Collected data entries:
▼▼▼
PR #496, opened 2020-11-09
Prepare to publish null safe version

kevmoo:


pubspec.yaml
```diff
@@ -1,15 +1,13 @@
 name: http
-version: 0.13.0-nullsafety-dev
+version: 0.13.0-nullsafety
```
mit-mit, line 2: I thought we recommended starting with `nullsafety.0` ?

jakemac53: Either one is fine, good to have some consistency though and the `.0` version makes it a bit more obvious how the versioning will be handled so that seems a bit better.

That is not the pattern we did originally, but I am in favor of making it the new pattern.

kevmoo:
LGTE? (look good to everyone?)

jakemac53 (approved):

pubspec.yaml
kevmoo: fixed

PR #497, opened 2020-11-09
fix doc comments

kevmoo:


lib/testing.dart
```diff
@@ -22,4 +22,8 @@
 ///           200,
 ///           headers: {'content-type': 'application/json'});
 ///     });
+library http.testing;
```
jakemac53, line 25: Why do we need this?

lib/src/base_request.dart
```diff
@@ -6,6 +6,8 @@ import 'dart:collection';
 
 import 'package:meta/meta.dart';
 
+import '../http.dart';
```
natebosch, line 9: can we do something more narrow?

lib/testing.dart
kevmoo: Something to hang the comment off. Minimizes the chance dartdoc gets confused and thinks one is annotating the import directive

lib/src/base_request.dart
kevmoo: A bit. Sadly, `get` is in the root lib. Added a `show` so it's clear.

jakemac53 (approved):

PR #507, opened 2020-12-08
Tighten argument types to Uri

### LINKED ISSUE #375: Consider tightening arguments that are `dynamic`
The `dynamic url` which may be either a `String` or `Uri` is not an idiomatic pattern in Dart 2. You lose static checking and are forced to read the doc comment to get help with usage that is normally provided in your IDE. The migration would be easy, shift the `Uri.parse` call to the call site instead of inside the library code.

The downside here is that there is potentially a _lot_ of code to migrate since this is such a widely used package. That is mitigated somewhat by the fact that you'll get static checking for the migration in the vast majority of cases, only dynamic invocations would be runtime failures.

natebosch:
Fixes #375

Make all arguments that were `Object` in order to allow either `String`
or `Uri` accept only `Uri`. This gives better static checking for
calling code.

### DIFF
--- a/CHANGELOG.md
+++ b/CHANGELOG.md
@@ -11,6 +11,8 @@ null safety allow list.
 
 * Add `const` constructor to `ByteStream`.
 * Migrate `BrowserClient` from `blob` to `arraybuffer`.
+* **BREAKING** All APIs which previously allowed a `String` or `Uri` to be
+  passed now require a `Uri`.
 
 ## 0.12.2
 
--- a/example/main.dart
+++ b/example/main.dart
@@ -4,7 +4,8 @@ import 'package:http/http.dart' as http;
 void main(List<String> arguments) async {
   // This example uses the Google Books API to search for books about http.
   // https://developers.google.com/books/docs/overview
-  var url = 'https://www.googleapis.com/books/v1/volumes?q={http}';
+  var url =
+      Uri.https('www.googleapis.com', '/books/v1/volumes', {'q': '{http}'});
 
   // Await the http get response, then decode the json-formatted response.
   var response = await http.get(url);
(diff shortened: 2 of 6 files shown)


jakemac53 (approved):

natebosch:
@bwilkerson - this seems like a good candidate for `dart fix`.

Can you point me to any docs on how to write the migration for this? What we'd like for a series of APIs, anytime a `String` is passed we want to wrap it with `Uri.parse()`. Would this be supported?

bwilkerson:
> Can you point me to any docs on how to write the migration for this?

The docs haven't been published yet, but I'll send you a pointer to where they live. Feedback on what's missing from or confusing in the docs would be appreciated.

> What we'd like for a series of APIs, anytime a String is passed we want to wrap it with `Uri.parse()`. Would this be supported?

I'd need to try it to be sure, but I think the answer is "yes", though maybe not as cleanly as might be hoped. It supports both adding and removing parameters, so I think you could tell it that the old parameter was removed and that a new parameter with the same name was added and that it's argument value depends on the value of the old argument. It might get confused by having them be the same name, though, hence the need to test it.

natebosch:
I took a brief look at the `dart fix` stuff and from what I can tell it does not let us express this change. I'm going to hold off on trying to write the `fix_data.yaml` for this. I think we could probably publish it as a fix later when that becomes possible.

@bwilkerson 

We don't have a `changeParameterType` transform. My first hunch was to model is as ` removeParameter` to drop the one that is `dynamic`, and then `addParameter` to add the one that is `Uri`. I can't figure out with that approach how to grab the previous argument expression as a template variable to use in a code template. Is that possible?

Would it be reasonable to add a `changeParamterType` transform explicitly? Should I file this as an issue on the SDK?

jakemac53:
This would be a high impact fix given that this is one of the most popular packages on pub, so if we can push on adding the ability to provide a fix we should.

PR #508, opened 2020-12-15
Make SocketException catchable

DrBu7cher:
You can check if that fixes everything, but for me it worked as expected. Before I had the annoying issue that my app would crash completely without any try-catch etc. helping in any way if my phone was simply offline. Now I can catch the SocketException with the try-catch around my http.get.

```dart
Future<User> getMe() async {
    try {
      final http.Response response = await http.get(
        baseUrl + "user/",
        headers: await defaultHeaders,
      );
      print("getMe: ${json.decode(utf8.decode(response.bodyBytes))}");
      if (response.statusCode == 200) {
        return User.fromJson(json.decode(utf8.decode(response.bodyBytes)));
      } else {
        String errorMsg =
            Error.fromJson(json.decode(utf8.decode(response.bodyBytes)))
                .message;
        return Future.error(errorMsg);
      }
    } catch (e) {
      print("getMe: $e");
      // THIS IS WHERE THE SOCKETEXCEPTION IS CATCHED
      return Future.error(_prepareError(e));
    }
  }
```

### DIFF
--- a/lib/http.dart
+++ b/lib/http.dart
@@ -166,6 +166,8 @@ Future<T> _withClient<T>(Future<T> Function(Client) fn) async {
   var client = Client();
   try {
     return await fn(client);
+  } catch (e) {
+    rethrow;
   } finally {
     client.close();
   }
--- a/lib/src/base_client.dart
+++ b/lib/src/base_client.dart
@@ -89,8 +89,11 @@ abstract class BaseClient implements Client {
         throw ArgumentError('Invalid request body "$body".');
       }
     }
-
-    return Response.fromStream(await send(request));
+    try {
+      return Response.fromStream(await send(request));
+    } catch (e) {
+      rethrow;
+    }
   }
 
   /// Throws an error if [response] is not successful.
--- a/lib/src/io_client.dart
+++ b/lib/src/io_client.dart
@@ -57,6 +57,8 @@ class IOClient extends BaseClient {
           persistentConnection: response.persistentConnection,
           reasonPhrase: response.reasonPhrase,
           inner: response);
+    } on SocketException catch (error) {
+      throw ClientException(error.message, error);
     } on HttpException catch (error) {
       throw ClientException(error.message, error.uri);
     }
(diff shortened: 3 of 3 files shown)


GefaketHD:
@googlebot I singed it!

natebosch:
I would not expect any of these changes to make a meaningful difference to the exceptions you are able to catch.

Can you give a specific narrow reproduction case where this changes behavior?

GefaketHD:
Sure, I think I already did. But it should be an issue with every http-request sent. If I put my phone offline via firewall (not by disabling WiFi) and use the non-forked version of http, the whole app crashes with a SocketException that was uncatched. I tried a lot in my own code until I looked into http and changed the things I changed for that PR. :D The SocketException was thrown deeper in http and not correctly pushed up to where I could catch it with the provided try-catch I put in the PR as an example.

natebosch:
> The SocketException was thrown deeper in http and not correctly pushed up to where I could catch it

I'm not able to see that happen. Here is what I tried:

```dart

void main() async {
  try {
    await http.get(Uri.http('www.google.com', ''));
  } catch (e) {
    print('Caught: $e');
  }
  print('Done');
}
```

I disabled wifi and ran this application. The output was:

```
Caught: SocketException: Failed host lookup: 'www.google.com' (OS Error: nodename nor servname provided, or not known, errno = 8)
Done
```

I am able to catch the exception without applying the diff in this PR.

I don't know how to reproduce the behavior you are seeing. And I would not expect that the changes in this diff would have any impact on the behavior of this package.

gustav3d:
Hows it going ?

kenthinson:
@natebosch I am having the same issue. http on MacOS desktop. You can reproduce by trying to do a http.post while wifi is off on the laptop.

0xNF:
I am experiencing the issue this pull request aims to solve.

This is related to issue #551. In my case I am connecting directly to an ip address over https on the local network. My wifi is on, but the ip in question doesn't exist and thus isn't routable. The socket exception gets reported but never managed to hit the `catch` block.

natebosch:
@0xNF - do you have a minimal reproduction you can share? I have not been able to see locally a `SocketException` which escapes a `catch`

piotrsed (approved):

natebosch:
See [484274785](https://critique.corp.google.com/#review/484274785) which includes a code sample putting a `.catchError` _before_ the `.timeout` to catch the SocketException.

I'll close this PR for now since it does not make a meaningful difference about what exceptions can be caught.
▲▲▲
## Problem to work on:
Each line above with the string "possible" should be reported in full.

## Response below:
I took a brief look at the `dart fix` stuff and from what I can tell it does not let us express this change. I'm going to hold off on trying to write the `fix_data.yaml` for this. I think we could probably publish it as a fix later when that becomes possible.
We don't have a `changeParameterType` transform. My first hunch was to model is as ` removeParameter` to drop the one that is `dynamic`, and then `addParameter` to add the one that is `Uri`. I can't figure out with that approach how to grab the previous argument expression as a template variable to use in a code template. Is that possible?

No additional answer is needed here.